◆ **What needs to be done**: For the word "ignoresGlob", return each line of the data in which it occurs.

[Saved data entries]

######

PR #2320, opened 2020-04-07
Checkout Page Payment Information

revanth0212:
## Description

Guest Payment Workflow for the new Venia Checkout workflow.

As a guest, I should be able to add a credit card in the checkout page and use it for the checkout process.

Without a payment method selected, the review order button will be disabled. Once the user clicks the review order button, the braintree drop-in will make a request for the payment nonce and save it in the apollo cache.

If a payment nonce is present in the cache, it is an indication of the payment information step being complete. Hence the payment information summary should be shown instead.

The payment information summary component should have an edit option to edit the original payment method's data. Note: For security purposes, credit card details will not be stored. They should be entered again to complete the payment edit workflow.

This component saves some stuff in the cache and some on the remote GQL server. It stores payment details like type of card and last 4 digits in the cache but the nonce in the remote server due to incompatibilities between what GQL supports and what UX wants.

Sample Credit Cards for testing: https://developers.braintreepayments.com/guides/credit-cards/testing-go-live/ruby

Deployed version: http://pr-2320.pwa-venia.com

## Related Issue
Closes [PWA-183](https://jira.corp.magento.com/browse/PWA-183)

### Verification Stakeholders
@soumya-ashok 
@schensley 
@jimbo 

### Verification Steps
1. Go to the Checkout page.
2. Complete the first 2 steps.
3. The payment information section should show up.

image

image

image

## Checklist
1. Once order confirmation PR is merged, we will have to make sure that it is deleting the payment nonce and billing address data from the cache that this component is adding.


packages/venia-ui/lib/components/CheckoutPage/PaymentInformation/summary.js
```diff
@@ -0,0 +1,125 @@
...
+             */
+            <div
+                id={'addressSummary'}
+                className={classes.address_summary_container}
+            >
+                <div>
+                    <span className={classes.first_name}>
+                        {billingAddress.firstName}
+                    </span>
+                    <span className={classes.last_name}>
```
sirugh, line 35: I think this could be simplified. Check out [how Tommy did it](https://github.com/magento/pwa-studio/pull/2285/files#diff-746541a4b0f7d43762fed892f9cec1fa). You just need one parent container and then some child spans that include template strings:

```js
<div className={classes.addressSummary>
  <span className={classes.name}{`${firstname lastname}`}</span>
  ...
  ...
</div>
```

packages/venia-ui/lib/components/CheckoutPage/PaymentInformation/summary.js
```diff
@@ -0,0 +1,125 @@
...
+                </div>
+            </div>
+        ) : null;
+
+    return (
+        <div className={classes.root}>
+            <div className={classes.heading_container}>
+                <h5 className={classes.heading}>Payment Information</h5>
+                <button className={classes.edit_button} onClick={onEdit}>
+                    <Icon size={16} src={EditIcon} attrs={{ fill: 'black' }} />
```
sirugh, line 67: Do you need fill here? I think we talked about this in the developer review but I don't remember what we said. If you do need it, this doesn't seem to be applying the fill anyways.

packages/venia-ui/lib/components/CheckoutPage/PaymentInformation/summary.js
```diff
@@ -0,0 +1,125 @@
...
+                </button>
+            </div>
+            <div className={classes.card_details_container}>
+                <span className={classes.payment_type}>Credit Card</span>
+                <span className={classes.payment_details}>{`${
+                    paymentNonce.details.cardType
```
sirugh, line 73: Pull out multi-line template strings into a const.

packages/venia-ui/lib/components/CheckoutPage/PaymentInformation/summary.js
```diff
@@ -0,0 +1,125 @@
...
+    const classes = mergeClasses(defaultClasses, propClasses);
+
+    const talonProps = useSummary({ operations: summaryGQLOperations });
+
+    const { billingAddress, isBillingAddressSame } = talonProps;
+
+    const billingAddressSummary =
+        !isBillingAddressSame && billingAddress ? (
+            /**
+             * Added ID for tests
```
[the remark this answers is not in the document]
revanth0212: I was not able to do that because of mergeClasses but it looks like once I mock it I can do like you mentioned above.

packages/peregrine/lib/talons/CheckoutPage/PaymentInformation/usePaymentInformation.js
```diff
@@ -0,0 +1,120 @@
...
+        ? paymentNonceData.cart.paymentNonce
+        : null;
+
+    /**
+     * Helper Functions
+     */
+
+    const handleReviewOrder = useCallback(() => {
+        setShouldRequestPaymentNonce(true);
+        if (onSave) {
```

######

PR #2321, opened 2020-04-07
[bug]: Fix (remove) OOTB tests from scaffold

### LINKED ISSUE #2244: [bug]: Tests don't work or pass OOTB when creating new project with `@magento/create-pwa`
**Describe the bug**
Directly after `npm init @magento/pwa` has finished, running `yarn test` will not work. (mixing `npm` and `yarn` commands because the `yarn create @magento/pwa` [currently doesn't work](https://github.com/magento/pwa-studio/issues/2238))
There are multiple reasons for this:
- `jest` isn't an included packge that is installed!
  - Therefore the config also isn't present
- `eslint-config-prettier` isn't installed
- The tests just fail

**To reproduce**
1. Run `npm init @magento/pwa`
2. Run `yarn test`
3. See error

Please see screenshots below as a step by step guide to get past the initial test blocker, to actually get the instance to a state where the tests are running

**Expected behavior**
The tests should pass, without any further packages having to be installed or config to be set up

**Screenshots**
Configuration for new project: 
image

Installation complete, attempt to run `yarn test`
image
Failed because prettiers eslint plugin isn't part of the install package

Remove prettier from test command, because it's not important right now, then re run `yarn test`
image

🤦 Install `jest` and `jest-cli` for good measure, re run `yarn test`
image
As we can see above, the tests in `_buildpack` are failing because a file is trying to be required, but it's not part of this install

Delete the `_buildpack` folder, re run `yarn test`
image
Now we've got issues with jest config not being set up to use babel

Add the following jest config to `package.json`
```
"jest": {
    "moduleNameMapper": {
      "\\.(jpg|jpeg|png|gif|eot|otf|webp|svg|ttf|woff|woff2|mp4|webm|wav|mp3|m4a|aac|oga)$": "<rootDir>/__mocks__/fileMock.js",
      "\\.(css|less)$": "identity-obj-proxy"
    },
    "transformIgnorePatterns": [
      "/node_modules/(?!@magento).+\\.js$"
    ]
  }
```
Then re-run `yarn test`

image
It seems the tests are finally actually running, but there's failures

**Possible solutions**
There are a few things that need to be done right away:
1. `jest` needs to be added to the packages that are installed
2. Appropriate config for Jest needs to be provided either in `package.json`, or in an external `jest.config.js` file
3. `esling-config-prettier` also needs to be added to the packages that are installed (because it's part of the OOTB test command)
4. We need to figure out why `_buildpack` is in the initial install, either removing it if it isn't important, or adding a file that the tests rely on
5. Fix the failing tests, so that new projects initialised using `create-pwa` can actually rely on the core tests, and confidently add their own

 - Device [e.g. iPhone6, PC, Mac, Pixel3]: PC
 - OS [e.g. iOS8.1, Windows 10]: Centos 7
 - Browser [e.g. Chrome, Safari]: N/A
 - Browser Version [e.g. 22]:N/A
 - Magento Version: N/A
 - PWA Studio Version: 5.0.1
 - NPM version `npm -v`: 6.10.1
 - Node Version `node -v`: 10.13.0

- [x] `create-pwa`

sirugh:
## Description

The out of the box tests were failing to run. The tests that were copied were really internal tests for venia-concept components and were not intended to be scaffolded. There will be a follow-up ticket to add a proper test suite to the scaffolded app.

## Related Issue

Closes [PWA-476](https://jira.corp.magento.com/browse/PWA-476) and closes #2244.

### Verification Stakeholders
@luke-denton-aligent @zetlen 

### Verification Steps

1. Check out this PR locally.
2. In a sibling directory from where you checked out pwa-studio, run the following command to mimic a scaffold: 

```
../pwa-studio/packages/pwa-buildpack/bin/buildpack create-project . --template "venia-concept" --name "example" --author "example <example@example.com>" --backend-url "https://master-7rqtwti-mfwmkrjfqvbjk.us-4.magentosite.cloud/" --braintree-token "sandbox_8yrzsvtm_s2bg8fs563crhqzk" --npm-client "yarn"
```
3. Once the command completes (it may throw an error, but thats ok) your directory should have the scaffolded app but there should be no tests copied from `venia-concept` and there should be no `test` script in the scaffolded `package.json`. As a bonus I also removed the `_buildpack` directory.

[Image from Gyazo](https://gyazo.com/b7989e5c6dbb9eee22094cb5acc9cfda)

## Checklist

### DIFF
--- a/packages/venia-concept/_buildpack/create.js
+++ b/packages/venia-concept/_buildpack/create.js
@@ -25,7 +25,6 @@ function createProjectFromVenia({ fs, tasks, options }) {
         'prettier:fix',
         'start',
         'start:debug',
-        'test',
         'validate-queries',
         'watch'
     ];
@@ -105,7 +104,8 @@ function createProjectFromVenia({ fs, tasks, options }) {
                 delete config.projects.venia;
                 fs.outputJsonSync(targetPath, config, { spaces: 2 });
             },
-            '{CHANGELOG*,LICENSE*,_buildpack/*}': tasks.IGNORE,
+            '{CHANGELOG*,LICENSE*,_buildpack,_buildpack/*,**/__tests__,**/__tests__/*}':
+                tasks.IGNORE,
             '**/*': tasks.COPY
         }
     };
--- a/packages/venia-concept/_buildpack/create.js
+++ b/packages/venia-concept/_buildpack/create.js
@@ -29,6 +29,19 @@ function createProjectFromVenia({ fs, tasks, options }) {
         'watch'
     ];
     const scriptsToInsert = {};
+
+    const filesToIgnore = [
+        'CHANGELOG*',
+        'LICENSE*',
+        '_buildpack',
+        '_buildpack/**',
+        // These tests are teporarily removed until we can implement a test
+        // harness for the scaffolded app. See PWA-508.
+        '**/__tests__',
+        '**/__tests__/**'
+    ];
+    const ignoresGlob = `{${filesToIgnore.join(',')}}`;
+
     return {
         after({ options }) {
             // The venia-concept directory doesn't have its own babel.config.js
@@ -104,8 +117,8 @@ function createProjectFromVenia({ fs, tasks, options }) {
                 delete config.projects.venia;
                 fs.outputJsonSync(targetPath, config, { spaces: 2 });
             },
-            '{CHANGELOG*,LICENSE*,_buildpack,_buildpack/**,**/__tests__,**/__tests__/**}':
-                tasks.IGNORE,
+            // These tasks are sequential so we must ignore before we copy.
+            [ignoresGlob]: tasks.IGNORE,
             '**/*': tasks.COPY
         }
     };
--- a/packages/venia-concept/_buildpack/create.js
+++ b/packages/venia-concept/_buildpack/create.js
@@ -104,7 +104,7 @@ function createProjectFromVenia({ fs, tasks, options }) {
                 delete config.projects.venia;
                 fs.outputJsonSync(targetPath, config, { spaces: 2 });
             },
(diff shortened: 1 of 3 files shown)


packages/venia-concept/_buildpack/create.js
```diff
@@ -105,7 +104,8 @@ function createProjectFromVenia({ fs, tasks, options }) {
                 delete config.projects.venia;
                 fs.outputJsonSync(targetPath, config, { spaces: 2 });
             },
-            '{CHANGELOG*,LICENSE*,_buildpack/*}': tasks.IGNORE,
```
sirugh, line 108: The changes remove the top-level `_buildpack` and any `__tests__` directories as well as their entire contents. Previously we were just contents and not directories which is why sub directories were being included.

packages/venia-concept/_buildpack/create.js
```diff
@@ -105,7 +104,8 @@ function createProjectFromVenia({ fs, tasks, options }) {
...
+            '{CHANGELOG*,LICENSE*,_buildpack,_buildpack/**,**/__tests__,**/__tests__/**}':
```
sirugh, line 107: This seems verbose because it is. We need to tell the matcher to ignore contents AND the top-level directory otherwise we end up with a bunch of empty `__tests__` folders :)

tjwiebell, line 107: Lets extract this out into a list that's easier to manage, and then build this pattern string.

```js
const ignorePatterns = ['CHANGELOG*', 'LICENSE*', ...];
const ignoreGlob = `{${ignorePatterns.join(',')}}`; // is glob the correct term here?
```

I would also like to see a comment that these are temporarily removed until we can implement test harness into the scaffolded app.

######

◆ **Final answer**:
+    const ignoresGlob = `{${filesToIgnore.join(',')}}`;
+            [ignoresGlob]: tasks.IGNORE,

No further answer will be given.